Figure 5:. MEK-ERK signaling inhibits AMPK activity and defines the therapeutic response to DNLS inhibitors.

(A) Cell viability of 83/83R treated with YTX-7739 (0.25–1μM) and CAY10566 (0.125–0.5μM) for 96h. (B) Relative mRNA expression of UPR markers CHOP and GADD34 in 83/83R treated with DMSO (control) or YTX-7739 (1μM) for 72h. (C) Immunoblot analysis of ERK and AMPK signaling in 83/83R and M76/M76R. (D) Immunoblot analysis of ERK and AMPK signaling in transformed astrocytes on days 4 and 8 after expressing control (HA-NT) or HRAS^G12V (HA-Ras). (E) Immunoblot analysis of ERK and AMPK activity in 83 treated with MEK and ERK inhibitors. (F) Relative mRNA expression as compared to DMSO (control) of UPR markers CHOP and GADD34 in 83 Ctrl, AMPKa1, and AMPKa2 treated with or YTX-7739 (1μM) for 72h. (G) Representative micrographs of 83 expressing Ctrl, AMPKa1, or AMPKa2 after treatment with YTX-7739 (1μM) Scale bar: 100μm. (H) Cell viability of M76 after treatment with YTX-7739 (0.25–1μM) or CAY10566 (0.125–0.5μM) for 96h. (I) Immunoblot analysis of AMPK signaling in 83 cultured in decreasing concentrations of Glucose for 24–48h. (J) Cell viability of 83 cultured in decreasing concentrations of Glucose and concomitantly treated with YTX-7739 for 72h. ****P<0.0001; *** P<0.001; **P<0.01; *P<0.05.

Figure 6:. AMPK reverts lipotoxicity by altering lipid composition.

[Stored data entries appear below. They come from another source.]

PR #510, opened 2022-08-23
Port new `ensure_unique_atom_names` behavior from Toolkit

Yoshanuikabundi:
### Description
Once [#1368](https://github.com/openforcefield/openff-toolkit/pull/1368) is merged into the Toolkit, the `ensure_unique_atom_names` argument of `Topology.to_openmm()` will accept the name of a hierarchy iterator and ensure atom names are unique within elements of that iterator, rather than within molecules. This helps preserve atom names of proteins. This PR ports the same behavior to Interchange.

### Checklist
- [ ] Add tests
- [ ] Lint
- [ ] Update docstrings


Yoshanuikabundi:
Hmm these test failures are very cryptic. This PR does depend on some new features in the Toolkit PR, so maybe we should check again after that's merged?

mattwthompson:
Up to you - we could wait until they're merged upstream or point this PR to that feature branch

Yoshanuikabundi:
Looks like I was misreading the longest-time test report as failiing tests! Test failures are from my copying the input topology to prevent new atom names from changing the input (matching the new Toolkit behavior). This was a problem because the `_virtual_site_parent_molecule_mapping()` function returned a map to actual `Molecule` objects, which are copied with the topology and therefore cannot be found in the duplicate topology. 

Every use of the function could be very easily refactored to use molecule indices instead, so I did that. In most cases, this basically amounts to moving a use of `Topology.molecule_index` from the calling function into `_virtual_site_parent_molecule_mapping()`. In `to_gro`, the molecule is used directly in a dict, so this use of `Topology.molecule_index` is basically wasted - but I think this is small performance potatoes at the moment.

I'm happy to remove the topology copy and revert these latter changes if you prefer!

I'm also curious - would it be possible to just call `Topology.to_openmm()`, and then add the virtual sites in on top of that? This might reduce code duplication between Interchange and the Toolkit.

openff/interchange/interop/openmm/_topology.py
```diff
@@ -9,42 +9,50 @@
...
     from openff.toolkit.topology.molecule import Bond
     from openmm import app
 
     from openff.interchange.interop._virtual_sites import (
         _virtual_site_parent_molecule_mapping,
     )
 
-    topology = interchange.topology
+    # Copy topology to avoid modifying input (eg, when generating atom names)
+    topology = Topology(interchange.topology)
```
mattwthompson, line 30: In a perfect world I'd like to avoid copying large objects [^1] but I can see the value here. IIUC the only modifications happening here are tinkering with the atom names, but 
* I started thinking about what it would take to implement a mapping between the original and "modified as requested" atom names and could tell I was too lazy to see that idea to completion 
* It stands to reason there are more modifications that we'll be involved in in the future ...


[^1]: I have not done the profiling to understand what's really taking up space in memory - but I figure a `Topology` of a large protein in water will be large using our current object models

mattwthompson (commented):
Thanks for the contribution; I didn't follow the discussion in the toolkit PR to the end but I trust you and Jeff arrived at a good design, and thanks for doing the work of porting it over here. The changes look good to me as I read them and tests are passing, but I would like https://github.com/openforcefield/openff-interchange/pull/512 merged in before approving this as there's enough changes to possibly overlap in bad ways. It's also not required, and I'll leave the decision to you, but if there are any tests that should be ported from `openff/toolkit/tests/test_topology.py` now would be a good time to get that started.

> Every use of the function could be very easily refactored to use molecule indices instead

I think in principle there shouldn't be any difference between using molecules or their indices, but IIRC there were unworkable performance issues with `Topology.molecule_index` when I was first working on that function. There's still an overhead associated with looking up molecules by their indices (compared to just _having_ them there), although it's not as bad now (nor significant compared to `Topology` construction):

```python
In [1]: from openff.toolkit import *

In [2]: water = Molecule.from_mapped_smiles("[H:2][O:1][H:3]")

In [3]: %%timeit
   ...:
   ...: topology = Topology.from_molecules(10000 * [water])
   ...:
   ...:
22.8 s ± 1.18 s per loop (mean ± std. dev. of 7 runs, 1 loop each)


In [5]: topology = Topology.from_molecules(10000 * [water])

In [6]: %%timeit
   ...:
   ...: [topology.molecule_index(molecule) for molecule in topology.molecules]
   ...:
   ...:
3.28 s ± 83.2 ms per loop (mean ± std. dev. of 7 runs, 1 loop each)
```

I don't think there's currently much reason to care about this difference now, though.

> I'm also curious - would it be possible to just ...

Probably. My memory is hazy but I recall getting confused about how OpenMM allows or doesn't allow you to add particles to residues/chains after they're created, if there are restrictions or gotchas, etc. This soured my mood enough that the fundamentally bad decision to port the code directly looked better. (At the time, I was wishy-washy on whether virtual sites go at the end of the OpenMM objects or if they should be collated through - that added complexity and indecision made everything harder. Now, they're collated, and while it's trickier to implement and maintain that is my preference moving forward.) I don't feel strongly about making this change now (I think the next set of releases will necessarily see huge changes to the `Topology` class) - but if you do and have the bandwidth I'd be happy to take a PR.

Yoshanuikabundi:
> Probably. My memory is hazy but I recall getting confused about how OpenMM allows or doesn't allow you to add particles to residues/chains after they're created, if there are restrictions or gotchas, etc. This soured my mood enough that the fundamentally bad decision to port the code directly looked better. (At the time, I was wishy-washy on whether virtual sites go at the end of the OpenMM objects or if they should be collated through - that added complexity and indecision made everything harder. Now, they're collated, and while it's trickier to implement and maintain that is my preference moving forward.) 

Ahhh that makes sense. Maybe one day it'll be better to leave this functionality to Interchange and have the toolkit use it with some sort of dummy force field.

> but if you do and have the bandwidth I'd be happy to take a PR.

lol nope 😬

mattwthompson (approved):
I didn't look through the tests as I trust you ported them accurately - feel free to merge when you're happy with this (depending on your work schedule and how the rest of the release progresses, I may jump the gun and do it myself)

(A) Micrographs and spheres count in 83 Ctrl, AMPKa1, and AMPKa2 thirty days following two rounds of transduction with shCtrl or shSCD lentivirus. Scale bar, 50μm. (B) 83-Fluc Ctrl or AMPKa1 GSCs were transduced with shCtrl or shSCD1 and intracranially implanted in mice (n=3). Representative images and longitudinal Fluc imaging of mice in each group. (C) Total lipids in untreated (DMSO) and treated (YTX) 83 Ctrl/AMPK for 72h. (D) Desaturation index (DI) of 16:0 and 18:0 in 83 Ctrl/AMPK treated with YTX-7739 for 72h. (E) PCA of individual lipid species from untreated and treated 83 Ctrl/AMPK. Percentage of total variance explained by individual principal components (PC1 and PC2). (F) Fluorescence imaging and quantification of lipid droplets (LD) in GSC expressing Ctrl, AMPKa1, and AMPKa2. Scale bar, 25 μm (G) Heatmap of CE and DG after YTX-7739 treatment for 72h. (H) The amount of TG with 0–10 carbon bonds in 83 Ctrl/AMPK treated with YTX-7739 for 72h. (I) Relative expression of UPR markers in 83 supplemented with BSA or C16:0 (300μM) ± OAG (60μM). (J) Immunoblot analysis of 83 treated with YTX-7739 (1μM) ± OAG. (K) Cell viability of M76 co-treated with YTX-7739 (0.5μM) and OAG (60μM) in addition to DGAT1i and GAT2i for 96h. ****P<0.0001; *** P<0.001; **P<0.01; *P<0.05; ns, not significant.